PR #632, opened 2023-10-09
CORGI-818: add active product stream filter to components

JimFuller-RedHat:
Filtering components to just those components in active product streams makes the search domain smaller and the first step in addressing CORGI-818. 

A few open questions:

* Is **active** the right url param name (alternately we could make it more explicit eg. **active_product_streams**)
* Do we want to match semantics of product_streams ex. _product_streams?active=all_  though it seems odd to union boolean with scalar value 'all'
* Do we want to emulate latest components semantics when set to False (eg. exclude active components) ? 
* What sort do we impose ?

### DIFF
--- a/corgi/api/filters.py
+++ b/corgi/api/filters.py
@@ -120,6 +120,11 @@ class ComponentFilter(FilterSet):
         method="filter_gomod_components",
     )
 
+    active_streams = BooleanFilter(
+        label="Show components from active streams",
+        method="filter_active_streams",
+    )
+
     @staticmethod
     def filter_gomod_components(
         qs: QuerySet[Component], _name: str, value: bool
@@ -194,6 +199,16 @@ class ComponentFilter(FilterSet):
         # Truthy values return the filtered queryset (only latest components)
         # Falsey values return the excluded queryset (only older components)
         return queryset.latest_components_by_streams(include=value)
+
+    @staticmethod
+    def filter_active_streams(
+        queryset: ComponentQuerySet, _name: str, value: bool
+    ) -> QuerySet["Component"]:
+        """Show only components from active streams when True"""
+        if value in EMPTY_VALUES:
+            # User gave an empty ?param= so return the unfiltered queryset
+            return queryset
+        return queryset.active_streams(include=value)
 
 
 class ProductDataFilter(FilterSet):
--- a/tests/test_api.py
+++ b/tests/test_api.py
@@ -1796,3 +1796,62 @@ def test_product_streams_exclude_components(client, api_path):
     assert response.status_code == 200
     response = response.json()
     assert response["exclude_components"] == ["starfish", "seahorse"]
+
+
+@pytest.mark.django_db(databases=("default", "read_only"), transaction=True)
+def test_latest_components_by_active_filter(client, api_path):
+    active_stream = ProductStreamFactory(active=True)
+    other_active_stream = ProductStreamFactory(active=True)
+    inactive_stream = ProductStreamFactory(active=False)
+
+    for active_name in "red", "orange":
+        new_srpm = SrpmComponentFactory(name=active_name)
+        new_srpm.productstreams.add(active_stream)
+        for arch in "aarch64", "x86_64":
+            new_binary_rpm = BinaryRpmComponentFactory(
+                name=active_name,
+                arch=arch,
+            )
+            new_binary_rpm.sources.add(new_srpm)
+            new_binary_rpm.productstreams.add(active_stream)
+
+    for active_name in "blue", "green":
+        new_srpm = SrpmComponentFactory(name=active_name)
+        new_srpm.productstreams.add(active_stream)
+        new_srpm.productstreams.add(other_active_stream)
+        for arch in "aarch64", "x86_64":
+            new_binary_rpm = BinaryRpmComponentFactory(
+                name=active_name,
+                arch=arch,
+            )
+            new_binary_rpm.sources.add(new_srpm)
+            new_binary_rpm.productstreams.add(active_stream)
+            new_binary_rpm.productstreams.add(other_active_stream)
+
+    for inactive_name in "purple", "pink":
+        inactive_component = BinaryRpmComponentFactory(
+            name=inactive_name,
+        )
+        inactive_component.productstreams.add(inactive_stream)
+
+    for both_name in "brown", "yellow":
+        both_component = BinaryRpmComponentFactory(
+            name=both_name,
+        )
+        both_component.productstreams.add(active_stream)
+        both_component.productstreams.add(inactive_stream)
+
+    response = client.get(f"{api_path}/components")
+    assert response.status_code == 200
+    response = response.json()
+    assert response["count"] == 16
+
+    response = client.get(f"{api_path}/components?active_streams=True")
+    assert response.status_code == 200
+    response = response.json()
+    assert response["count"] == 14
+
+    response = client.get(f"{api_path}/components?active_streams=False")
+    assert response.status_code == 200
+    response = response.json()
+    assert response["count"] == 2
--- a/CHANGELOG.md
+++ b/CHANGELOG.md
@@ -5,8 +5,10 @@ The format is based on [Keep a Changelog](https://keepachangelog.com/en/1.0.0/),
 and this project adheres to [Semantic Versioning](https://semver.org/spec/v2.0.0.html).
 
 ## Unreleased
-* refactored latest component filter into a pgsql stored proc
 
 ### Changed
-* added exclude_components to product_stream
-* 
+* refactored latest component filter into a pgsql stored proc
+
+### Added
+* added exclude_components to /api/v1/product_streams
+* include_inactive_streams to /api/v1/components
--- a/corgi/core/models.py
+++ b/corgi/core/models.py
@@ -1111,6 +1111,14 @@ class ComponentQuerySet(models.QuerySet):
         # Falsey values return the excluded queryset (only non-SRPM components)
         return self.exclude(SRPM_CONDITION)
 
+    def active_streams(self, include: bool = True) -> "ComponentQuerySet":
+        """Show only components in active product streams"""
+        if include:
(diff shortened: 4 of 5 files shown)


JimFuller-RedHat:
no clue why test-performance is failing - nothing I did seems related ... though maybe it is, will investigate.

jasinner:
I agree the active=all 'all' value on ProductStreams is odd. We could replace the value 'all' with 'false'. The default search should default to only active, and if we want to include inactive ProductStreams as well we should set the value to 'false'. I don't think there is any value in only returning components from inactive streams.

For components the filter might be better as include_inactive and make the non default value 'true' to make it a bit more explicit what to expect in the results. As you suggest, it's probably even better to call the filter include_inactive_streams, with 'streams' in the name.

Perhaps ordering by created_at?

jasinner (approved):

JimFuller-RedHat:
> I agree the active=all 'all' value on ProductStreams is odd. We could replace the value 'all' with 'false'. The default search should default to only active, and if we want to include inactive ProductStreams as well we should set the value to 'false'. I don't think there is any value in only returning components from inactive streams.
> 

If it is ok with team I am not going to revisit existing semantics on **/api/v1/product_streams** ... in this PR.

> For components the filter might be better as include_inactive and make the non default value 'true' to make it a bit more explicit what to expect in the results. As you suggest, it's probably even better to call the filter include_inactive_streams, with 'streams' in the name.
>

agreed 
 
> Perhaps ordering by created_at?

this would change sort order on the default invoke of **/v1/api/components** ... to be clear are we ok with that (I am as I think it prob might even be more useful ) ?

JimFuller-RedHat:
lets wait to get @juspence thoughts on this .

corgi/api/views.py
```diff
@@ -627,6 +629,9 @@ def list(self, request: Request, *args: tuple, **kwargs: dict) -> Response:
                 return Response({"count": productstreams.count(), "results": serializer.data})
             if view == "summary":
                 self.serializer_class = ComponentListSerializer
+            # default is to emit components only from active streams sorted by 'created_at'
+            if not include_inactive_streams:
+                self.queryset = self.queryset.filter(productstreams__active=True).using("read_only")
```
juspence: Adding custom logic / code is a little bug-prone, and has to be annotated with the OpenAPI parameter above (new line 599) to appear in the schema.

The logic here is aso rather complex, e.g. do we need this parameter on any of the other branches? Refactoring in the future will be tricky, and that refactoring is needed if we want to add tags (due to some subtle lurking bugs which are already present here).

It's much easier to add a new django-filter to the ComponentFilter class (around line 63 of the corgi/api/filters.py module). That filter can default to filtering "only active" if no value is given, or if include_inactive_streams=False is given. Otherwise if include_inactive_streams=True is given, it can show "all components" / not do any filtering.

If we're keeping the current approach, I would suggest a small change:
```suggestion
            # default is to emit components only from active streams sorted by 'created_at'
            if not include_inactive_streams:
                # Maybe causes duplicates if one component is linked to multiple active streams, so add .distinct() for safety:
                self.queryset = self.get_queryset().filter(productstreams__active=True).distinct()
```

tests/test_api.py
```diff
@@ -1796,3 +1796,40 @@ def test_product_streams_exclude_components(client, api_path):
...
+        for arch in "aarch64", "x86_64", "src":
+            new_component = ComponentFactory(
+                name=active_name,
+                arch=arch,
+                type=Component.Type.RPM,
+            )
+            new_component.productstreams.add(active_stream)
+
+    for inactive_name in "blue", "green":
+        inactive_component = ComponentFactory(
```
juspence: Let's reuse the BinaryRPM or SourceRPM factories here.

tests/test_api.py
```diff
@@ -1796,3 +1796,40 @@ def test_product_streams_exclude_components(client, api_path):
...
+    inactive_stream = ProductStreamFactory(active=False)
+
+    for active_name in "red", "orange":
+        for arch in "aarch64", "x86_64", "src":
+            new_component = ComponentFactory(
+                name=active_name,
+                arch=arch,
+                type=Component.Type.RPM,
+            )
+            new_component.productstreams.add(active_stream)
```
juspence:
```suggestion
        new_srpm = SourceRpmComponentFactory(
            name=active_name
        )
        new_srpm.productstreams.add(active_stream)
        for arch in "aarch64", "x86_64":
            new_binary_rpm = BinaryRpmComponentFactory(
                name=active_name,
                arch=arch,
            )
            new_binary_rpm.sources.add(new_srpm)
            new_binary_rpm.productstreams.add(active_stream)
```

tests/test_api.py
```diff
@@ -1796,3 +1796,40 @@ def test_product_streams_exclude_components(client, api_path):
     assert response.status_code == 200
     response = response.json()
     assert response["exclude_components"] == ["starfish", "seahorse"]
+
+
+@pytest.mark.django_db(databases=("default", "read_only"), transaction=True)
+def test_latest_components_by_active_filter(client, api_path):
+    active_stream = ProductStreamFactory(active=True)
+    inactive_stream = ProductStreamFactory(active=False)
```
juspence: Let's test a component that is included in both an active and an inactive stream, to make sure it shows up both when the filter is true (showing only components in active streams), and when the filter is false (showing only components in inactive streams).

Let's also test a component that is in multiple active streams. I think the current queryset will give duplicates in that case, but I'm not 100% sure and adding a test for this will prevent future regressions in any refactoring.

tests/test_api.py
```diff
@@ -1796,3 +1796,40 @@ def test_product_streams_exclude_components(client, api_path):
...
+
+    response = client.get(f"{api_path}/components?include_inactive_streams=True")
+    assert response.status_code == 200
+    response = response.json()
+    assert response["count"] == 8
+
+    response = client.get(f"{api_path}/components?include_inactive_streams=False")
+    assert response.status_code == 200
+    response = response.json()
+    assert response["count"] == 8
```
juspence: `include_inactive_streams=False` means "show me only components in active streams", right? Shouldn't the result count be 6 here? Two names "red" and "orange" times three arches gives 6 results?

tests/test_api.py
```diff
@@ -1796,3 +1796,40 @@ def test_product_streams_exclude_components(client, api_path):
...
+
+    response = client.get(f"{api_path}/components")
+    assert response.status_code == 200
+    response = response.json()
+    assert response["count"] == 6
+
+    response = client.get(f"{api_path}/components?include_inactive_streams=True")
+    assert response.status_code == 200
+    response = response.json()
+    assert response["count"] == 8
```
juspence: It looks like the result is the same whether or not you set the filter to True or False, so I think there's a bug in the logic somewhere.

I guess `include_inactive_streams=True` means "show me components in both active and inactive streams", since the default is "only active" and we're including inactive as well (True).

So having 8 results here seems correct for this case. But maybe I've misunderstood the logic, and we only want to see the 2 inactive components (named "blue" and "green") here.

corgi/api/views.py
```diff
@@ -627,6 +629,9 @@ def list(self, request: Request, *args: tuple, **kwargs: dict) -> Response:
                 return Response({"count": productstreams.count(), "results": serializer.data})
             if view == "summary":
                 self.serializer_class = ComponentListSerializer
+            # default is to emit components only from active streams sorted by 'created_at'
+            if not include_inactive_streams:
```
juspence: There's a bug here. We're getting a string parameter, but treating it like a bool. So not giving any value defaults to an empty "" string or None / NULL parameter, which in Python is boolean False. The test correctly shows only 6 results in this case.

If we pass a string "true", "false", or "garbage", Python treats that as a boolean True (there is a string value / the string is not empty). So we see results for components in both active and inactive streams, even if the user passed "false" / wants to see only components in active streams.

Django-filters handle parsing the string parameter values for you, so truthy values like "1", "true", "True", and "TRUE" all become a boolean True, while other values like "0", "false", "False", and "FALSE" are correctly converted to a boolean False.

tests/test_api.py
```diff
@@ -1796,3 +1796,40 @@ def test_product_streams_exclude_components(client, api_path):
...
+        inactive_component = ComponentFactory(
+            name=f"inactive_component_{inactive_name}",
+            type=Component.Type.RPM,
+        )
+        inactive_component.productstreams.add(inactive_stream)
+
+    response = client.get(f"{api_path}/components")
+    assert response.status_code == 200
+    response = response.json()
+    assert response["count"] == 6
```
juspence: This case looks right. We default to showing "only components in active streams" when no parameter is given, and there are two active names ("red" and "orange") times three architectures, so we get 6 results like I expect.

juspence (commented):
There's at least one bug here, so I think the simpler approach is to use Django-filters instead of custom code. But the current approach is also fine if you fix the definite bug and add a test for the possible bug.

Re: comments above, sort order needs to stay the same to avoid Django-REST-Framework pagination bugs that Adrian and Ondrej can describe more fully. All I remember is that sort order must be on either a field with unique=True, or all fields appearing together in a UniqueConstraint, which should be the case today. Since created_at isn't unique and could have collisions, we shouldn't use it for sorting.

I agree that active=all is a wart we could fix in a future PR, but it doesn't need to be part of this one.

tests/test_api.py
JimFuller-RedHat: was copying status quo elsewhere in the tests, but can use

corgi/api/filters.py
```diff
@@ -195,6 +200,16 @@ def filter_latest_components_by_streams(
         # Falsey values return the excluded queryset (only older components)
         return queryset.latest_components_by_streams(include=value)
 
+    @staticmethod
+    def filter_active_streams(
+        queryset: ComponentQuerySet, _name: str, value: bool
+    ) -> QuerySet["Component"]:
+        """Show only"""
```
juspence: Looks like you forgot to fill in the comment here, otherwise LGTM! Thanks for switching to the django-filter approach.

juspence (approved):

Work to complete: For each line in the records that contains the word "Perhaps", make a copy.

Written reply:
Perhaps ordering by created_at?
> Perhaps ordering by created_at?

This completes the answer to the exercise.